The course reflects the latest regulatory updates and new requirements, including amendments made to the previous template - ensuring the content is fully current, relevant, and immediately applicable.
CPD Hours: 6
Course Content
- Day 1
- Introduction, welcome and objectives
- An introduction to RMPs
- Outline of EU RMPs
- The EU templates and their completion - generic and innovator products
- Completion of RMPs in other countries
- The EU RMP and relationship with other documents
- The RMP and Risk Minimisation Follow up
- Overview of the sections of the EU RMP template
- Final discussion session
Speakers
Graeme Ladds
Graeme Ladds, Director of PharSafer, has over 30 years’ experience in the pharmaceutical industry. He began his career in 1989 at Ashbourne Pharmaceuticals as Head of Drug Safety & Medical Information, before going on to become Head of Global Pharmacovigilance at Shire Pharmaceuticals.

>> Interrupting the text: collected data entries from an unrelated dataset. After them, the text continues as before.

PR #5469, opened 2026-07-28
Add missing StepListenerMetaData entry for @OnChunkError

### LINKED ISSUE #5468: @OnChunkError is never invoked on a chunk-oriented step
**Bug description**

`@OnChunkError` is never invoked on a chunk-oriented step.

`ChunkOrientedStepBuilder#listener(Object)` scans for `@OnChunkError` and builds a listener proxy for it, but `StepListenerMetaData` has no entry for that annotation. The proxy is registered and the callback is never wired, so the method is silently skipped. No exception is thrown and no warning is logged.

`@BeforeChunk` and `@AfterChunk` on the same class work, which makes the gap easy to miss.

**Environment**

* Spring Batch 6.0.4
* Spring Boot 4.1.0
* Java 17

**Steps to reproduce**

Minimal reproducer: https://github.com/benelog/spring-batch-practice/tree/main/issue-chunk-error-listener

```java
public class AnnotatedChunkListener {

	@BeforeChunk
	public void beforeChunk(Chunk<Integer> chunk) { ... }

	@AfterChunk
	public void afterChunk(Chunk<Integer> chunk) { ... }

	@OnChunkError                                       // never called
	public void onChunkError(Exception exception, Chunk<Integer> chunk) { ... }
}
```

The listener is registered with `listener(Object)` on a chunk-oriented step whose writer throws on the second chunk.

```bash
./gradlew bootRun
```

Actual output:

```text
[DIAG] ChunkListener interface    = [interface:beforeChunk, interface:afterChunk, interface:beforeChunk, interface:onChunkError]
[DIAG] @OnChunkError              = [annotation:beforeChunk, annotation:afterChunk, annotation:beforeChunk]
[DIAG] @AfterChunkError (5.x)     = []
```

**Expected behavior**

```text
[DIAG] @OnChunkError              = [annotation:beforeChunk, annotation:afterChunk, annotation:beforeChunk, annotation:onChunkError]
```

The same expectation is asserted as a JUnit test in the reproducer (`./gradlew test`): the two control tests pass and the two tests for this issue fail.

**Root cause**

`StepListenerMetaData` (6.0.4) has no `OnChunkError` constant. `AFTER_CHUNK_ERROR` still maps to the deprecated `ChunkListener#afterChunkError(ChunkContext)`:

```java
BEFORE_CHUNK("beforeChunk", "before-chunk-method", BeforeChunk.class, ChunkListener.class, Chunk.class),
AFTER_CHUNK("afterChunk", "after-chunk-method", AfterChunk.class, ChunkListener.class, Chunk.class),
AFTER_CHUNK_ERROR("afterChunkError", "after-chunk-error-method", AfterChunkError.class, ChunkListener.class,
		ChunkContext.class),
// no entry for OnChunkError
```

`AbstractListenerFactoryBean#getObject` iterates over these constants, so the proxy it returns has nothing bound to `onChunkError(Exception, Chunk)`. `ChunkOrientedStep` calls only `onChunkError(Exception, Chunk)`; the deprecated `afterChunkError(ChunkContext)` is called by `TaskletStep` alone.

`@BeforeChunk` / `@AfterChunk` were migrated to the `Chunk` signature in #4961, and `@OnChunkError` was added in 6.0 with a javadoc that documents `void onChunkError(Exception, Chunk)`. The metadata entry appears to have been left out of both changes.

`@AfterChunkError` is a separate, smaller gap: `ChunkOrientedStepBuilder#listener(Object)` does not scan for it at all, so a class carrying only that annotation registers nothing.

**Suggested fix**

Add the missing constant:

```java
ON_CHUNK_ERROR("onChunkError", "on-chunk-error-method", OnChunkError.class, ChunkListener.class,
		Exception.class, Chunk.class),
```

I am happy to submit a pull request for this.

**Impact**

An annotation-based chunk error handler compiles, registers without complaint, and does nothing. Error notifications, cleanup, and failure counters written this way are silently lost, and the step reports the failure normally, so nothing points at the listener.

**Workaround**

Implement `ChunkListener` and override `onChunkError(Exception, Chunk)`.

**Related issues**

* #4961 / #4969 — `@BeforeChunk` / `@AfterChunk` fixed to accept `Chunk` as documented. `AFTER_CHUNK_ERROR` was not migrated in that change.
* #5297 — `@AfterChunkError` with a `ChunkContext` parameter on `SimpleStepBuilder`. Different path: that one throws `IllegalArgumentException`, this one fails silently.
* #5226 — `ChunkListener` callbacks on an `ItemReader` not invoked in 6.x.

benelog:
Resolves #5468

The parameter types follow `ON_WRITE_ERROR`, which has the same `(Exception, Chunk)` shape. No other change was needed: `ChunkOrientedStepBuilder#listener(Object)` already scans for the annotation and `StepListenerFactoryBean` reads `StepListenerMetaData.values()`.

## Points for review

- The new constant sits after `AFTER_CHUNK_ERROR` to keep the chunk callbacks together, which shifts the ordinals below it. Nothing reads the ordinal, but say the word if you would rather have it appended at the end.
- `taskletListenerMetaData()` is untouched. It feeds the XML namespace for `TaskletStep`, which calls `afterChunkError(ChunkContext)` and not `onChunkError`. Happy to expose `on-chunk-error-method` there too if you want it in the namespace.
- `@AfterChunkError` on a chunk-oriented step stays broken: `listener(Object)` does not scan for it. Since it maps to a method deprecated for removal in 6.2 that `ChunkOrientedStep` never calls, wiring it up seemed like the wrong direction. Noted in the issue rather than fixed here.

## Verification

Besides the unit test in the diff, the reproducer from #5468 was re-run against a locally built `6.0.5-SNAPSHOT`:

```text
[DIAG] @OnChunkError = [annotation:beforeChunk, annotation:afterChunk, annotation:beforeChunk, annotation:onChunkError]
```

### DIFF
--- a/spring-batch-core/src/main/java/org/springframework/batch/core/listener/StepListenerMetaData.java
+++ b/spring-batch-core/src/main/java/org/springframework/batch/core/listener/StepListenerMetaData.java
@@ -1,5 +1,5 @@
 /*
- * Copyright 2002-2025 the original author or authors.
+ * Copyright 2002-2026 the original author or authors.
  *
  * Licensed under the Apache License, Version 2.0 (the "License");
  * you may not use this file except in compliance with the License.
@@ -33,6 +33,7 @@ import org.springframework.batch.core.annotation.BeforeProcess;
 import org.springframework.batch.core.annotation.BeforeRead;
 import org.springframework.batch.core.annotation.BeforeStep;
 import org.springframework.batch.core.annotation.BeforeWrite;
+import org.springframework.batch.core.annotation.OnChunkError;
 import org.springframework.batch.core.annotation.OnProcessError;
 import org.springframework.batch.core.annotation.OnReadError;
 import org.springframework.batch.core.annotation.OnSkipInProcess;
@@ -59,6 +60,8 @@ public enum StepListenerMetaData implements ListenerMetaData {
 	AFTER_CHUNK("afterChunk", "after-chunk-method", AfterChunk.class, ChunkListener.class, Chunk.class),
 	AFTER_CHUNK_ERROR("afterChunkError", "after-chunk-error-method", AfterChunkError.class, ChunkListener.class,
 			ChunkContext.class),
+	ON_CHUNK_ERROR("onChunkError", "on-chunk-error-method", OnChunkError.class, ChunkListener.class, Exception.class,
+			Chunk.class),
 	BEFORE_READ("beforeRead", "before-read-method", BeforeRead.class, ItemReadListener.class),
 	AFTER_READ("afterRead", "after-read-method", AfterRead.class, ItemReadListener.class, Object.class),
 	ON_READ_ERROR("onReadError", "on-read-error-method", OnReadError.class, ItemReadListener.class, Exception.class),
--- a/spring-batch-core/src/test/java/org/springframework/batch/core/listener/StepListenerFactoryBeanTests.java
+++ b/spring-batch-core/src/test/java/org/springframework/batch/core/listener/StepListenerFactoryBeanTests.java
@@ -1,5 +1,5 @@
 /*
- * Copyright 2002-2025 the original author or authors.
+ * Copyright 2002-2026 the original author or authors.
  *
  * Licensed under the Apache License, Version 2.0 (the "License");
  * you may not use this file except in compliance with the License.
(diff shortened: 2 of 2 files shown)


fmbenhassine:
LGTM 👍 Rebased and merged as 8bf3bada80daeda858af859df7e4e108011c9d49. Thank you for your contribution!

He later founded his consultancy and specialist CRO, PharSafer Associates Ltd, where he has supported companies in establishing pharmacovigilance systems, conducting audits across Europe and the USA, developing SOPs, acting as a QP, and supporting regulatory inspections.
Since 1994, Graeme has also been involved in the monitoring of medical devices, including drug-device combinations, structural devices and electrical medical devices. His experience spans clinical trials and global device vigilance, alongside pharmacovigilance activities across both clinical development and post-marketing phases.